Canadian Paganism has a style all its own. Have a look at events, issues, celebrations, people, trends and events north of the border from the eyes of a Canadian Wiccan and Witch.
25 Most Influential People in the Birth of Modern Paganism (Canadian Wing)
A lot of people have been reading and circulating the recent articles that were written by my fellow Patheos.com blogger, Jason Mankey, about the “25 Most Influential People in the Birth of Modern Paganism”. He wrote an “American Wing” article and a “European Wing” article, and I thought they were excellent, but the sum total of his mention of those of us north of the 49th Parallel was “sorry, Canada!” Well, naturally that got my dander up a little. It gives the impression that what goes on up here is an appendix to the greater American scene. But in the founding of modern Paganism, in many cases it was the other way around. Here’s my list of 25 Canadians who helped mold the modern Pagan world; without whom, nothing would be as it is. If you ranked them along with the members of the other two lists to create a list of “The 25 Most Influential People in the Birth of Modern Paganism (All-Time Champions,)” some wouldn’t make the cut . . . but many of them would. Just as Mankey did, I’ll list them in alphabetical order, since prioritizing is very difficult. Mankey said that the American list was harder than the European one because everyone was “second generation”; I find that my list consists of either proto-Pagan contributors, or people who are doing very interesting things right now; perhaps a third generation, still active.

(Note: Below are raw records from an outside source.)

PR #1142, opened 2017-03-05
Syntax error resolved

musahaidari:
The `{}` should be `[]`, but since there is no binding we do not get error. In case we add one, then the syntax will be incorrect.

### DIFF
--- a/src/plugins/sqlite.ts
+++ b/src/plugins/sqlite.ts
@@ -21,7 +21,7 @@ declare var sqlitePlugin;
  * })
  *   .then((db: SQLite) => {
  *
- *     db.executeSql('create table danceMoves(name VARCHAR(32))', {}).then(() => {}).catch(() => {});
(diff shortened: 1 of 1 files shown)


src/plugins/sqlite.ts
```diff
@@ -21,7 +21,7 @@ declare var sqlitePlugin;
  * })
  *   .then((db: SQLite) => {
  *
- *     db.executeSql('create table danceMoves(name VARCHAR(32))', {}).then(() => {}).catch(() => {});
+ *     db.executeSql('create table danceMoves(name VARCHAR(32))', []).then(() => []).catch(() => {});
```
ihadeed: `.then(() => [])` should be `.then(() => {})`

ihadeed: `.then(() => [])` should be `.then(() => {})`

musahaidari: @I hameed.  Yes. You are right. Thank you for the point

musahaidari:
@Ihadeed Applied the change.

Brother XII (Edward Arthur Wilson) (1878-1934,) Proto-Pagan Cult Leader – Colourful cult-leader Brother XII founded one of the first spiritual communities in North America, in Nanaimo on Vancouver Island. His organization, the Aquarian Foundation, was a proto-Pagan one, founded in Theosophy but speaking of the Osiris/Isis male/female polarity as gods within. Eventually personality conflicts with his followers led to investigation, criminal charges, and fleeing to Switzerland after destroying the colony, where he may have feigned his own death.
Kate Slater, Influential Pagan Writer – Kate Who? – That’s probably what comes to mind. But this lady was one of the founding members of the Reclaiming community, and if you have read a Reclaiming book or done any work with Dianic Witchcraft during the past three decades in North America, you’ve read something she wrote; which included the first ever dissertation about how to handle sexual harassment and abuse in the Pagan community. This lovely lady now lives quietly in a small town called Hedley in my neck of the woods.
Dodie Graham McKay & Amanda Strong – The friendship between these two ladies has entirely transformed Canadian Paganism; which is why I had to keep them just shy of making the list, since I’m not certain their actions have affected anything south of our border. McKay is an initiated Alexandrian Witch from Winnipeg, Manitoba; Strong is an Anglophone (English-speaking, English ancestry) Witch with Feri-ish leanings from Montreal, Quebec. They transformed the Canadian Pagan landscape from the mostly Reclaiming-influenced West Coast, dotted here and there with some conservative Theosophist holdouts and a smattering of Heathens; and the mostly BTW-influenced East Coast with its handful of Heathens and Druids, into a truly national movement and community that joins East and West, Anglophone and Francophone, all Wiccan traditions, Druids, Heathens, Neo-pagan Shamans, Reconstructionists, Hedgewitches and Eclectics. The Canadian National Pagan Conference was the vehicle for this change, which is a unique, nationally organized, primarily academic conference as opposed to a festival, and they were, and are, the heart of it.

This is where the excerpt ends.